The following conclusions can be drawn based on the results presented above:

• In concretes produced with a water/cement ratio of 0.50, the use of 50% uncarbonated RCA together with Portland cement did not influence the reduction of compressive strength. In addition, when the concrete was produced with FA, the use of RCA improved the compressive strength of 41.8 MPa compared to concrete employing natural aggregates.
• In concretes produced with a water/cement ratio of 0.40, RCA negatively affected the compressive strength when Portland cement was used for concrete production. However, combining it with FA resulted in the concrete achieving similar compressive strength of 56 MPa to conventional concrete at 90 days.

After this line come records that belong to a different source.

PR #1569, opened 2022-01-05
Assemble fibermap; empty map is fall-through case.

### LINKED ISSUE #1315: Preproc writing wrong fibermap file
This was noticed because OBJTYPE is not being identified properly in NightWatch. That's because the correct fibermap info is not being saved in the nightwatch files. I traced this to desispec.scripts.preproc. Line 161, sets the fibermapfile is `fibermapfile = infile.replace('desi-', 'fibermap-').replace('.fits.fz', '.fits')` but the fibermap file should really be fiberassign-<TILE>.fits.fz. This is sent to io.readraw which sets it as an empty fibermap on line 144: `fibermap = desispec.io.empty_fibermap(5000)`

sybenzvi:
PR to fix #1315. IO code will:
1. Attempt to load a fibermap from a named disk file.
2. If (1) isn't successful, assemble a fibermap using NIGHT and EXPID.
3. If (2) isn't successful, use a blank fibermap.

### DIFF
--- a/py/desispec/io/raw.py
+++ b/py/desispec/io/raw.py
@@ -8,6 +8,7 @@ TODO: move into datamodel after we have verified the format
 import os.path
 import time
 from astropy.io import fits
+from astropy.table import Table
 import numpy as np
 
 from desiutil.depend import add_dependencies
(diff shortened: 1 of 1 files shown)


sbailey:
I discussed this with @sybenzvi, and I think it would be better for nightwatch to proactively call `assemble_fibermap` and then call `read_raw` with that fibermap that it just created, instead of having `read_raw` decide to create the missing fibermap on-the-fly (read_raw already does a surprising amount of non-I/O calculation; let's not add to that).  This is similar to how the offline pipeline works, and allows a single process to make the single fibermap which is then used by 30 cameras, instead of 30 processes all creating fibermaps on-the-fly using the same inputs.

So I'm going to close this without merging and punt it back to nightwatch to call assemble_fibermap (the script) before read_raw.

• Concretes with higher compressive strength achieved higher carbonation resistance. While the use of RCA in concrete production increased the carbonation resistance, it was determined that the employment of FA reduced it. Additionally, the carbonation resistance of concretes produced with FA increased when RCA was used in their fabrication.
• The employment of FA improved the chloride ion penetration resistance of the concrete. In addition, the use of RCA together with FA improved the resistance to chloride ion penetration compared to that of the concretes produced with natural aggregates, even more evidently at 90 days of curing.
• Considering the eco-efficiency analysis:
• Based on the mechanical performance at 28 days, the concretes produced with 25% FA and 50% RCA (CRAFA25) achieved the highest eco-efficiency when an effective water/cement ratio of 0.50 and 0.40 was employed. At 90 days of curing, the CRAFA25-1 and CRAFA50.2-2 concretes achieved the highest eco-efficiency.
• Based on the conclusions of carbonation resistance, the CC and CRA concretes achieved the highest durability and the highest value of eco-efficient values. However, for reinforced concrete exposed to the XC4 environment for 100 years of service life (required 35 mm of cover), the CRAFA25-1 and CRAFA50.2-2 concretes also achieved the minimum durability required according to standards and consequently the highest eco-efficiency.
• Based on the results of minimum chloride resistance where the concretes were required to achieve a moderate corrosion risk: the CRAFA50.2-1 and CRAFA50.2-2 concretes, produced with an effective water/cement ratio of 0.50 and 0.40, respectively, had the highest eco-efficiency. The eco-efficiency of the CRAFA25-1 and CRAFA25-2 concretes was also considered valid.

It can be concluded that the use of 50% uncarbonated RCA as a replacement for natural aggregates combined with FA not only considerably improved the properties of concrete but also their eco-efficiency with respect to concretes produced with natural aggregates. The concrete produced with 50% RCA and 25% FA (CRAFA25) achieved the highest eco-efficiency in accordance with the mechanical performance and carbonation resistance of the concretes. Furthermore, the concrete produced with 50% RCA and 50% FA (CRAFA50, produced with 50% CEM I) had the highest eco-efficiency concerning chloride resistance. All the concretes produced with an effective water/cement ratio of 0.40 were considered durable with respect to carbonation and chloride resistance, independently of the type of binder and aggregates, and met the required standard specifications.